What you are asked to do
Only the lines from the one containing "4. The Apply" through the last line below should be written out, exactly and with both ends kept.

(Saved entries)
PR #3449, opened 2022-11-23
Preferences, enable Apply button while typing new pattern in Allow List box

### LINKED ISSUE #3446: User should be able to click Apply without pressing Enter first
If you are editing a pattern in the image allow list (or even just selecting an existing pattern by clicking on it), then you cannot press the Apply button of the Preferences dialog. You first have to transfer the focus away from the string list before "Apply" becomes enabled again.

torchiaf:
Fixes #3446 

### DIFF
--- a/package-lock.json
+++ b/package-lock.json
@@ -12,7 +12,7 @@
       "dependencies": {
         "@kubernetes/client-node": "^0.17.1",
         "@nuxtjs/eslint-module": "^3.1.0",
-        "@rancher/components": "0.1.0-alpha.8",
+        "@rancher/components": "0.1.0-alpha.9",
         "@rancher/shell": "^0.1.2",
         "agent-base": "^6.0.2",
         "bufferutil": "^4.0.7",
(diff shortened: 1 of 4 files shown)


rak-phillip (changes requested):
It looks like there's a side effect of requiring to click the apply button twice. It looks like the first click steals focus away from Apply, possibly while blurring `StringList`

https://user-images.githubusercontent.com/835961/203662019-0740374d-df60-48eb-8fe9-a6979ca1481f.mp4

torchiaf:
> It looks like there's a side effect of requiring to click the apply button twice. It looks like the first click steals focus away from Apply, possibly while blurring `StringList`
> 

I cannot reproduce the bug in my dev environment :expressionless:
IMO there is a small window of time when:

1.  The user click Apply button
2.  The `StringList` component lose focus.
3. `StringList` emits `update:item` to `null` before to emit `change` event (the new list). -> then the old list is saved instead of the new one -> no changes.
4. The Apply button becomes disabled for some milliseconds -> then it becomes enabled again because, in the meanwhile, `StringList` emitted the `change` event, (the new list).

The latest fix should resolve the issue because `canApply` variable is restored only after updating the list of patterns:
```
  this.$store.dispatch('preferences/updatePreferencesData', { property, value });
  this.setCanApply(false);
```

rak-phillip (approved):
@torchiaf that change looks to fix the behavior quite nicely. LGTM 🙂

Response to the exercise
4. The Apply button becomes disabled for some milliseconds -> then it becomes enabled again because, in the meanwhile, `StringList` emitted the `change` event, (the new list).

The latest fix should resolve the issue because `canApply` variable is restored only after updating the list of patterns:
```
  this.$store.dispatch('preferences/updatePreferencesData', { property, value });
  this.setCanApply(false);
```

rak-phillip (approved):
@torchiaf that change looks to fix the behavior quite nicely. LGTM 🙂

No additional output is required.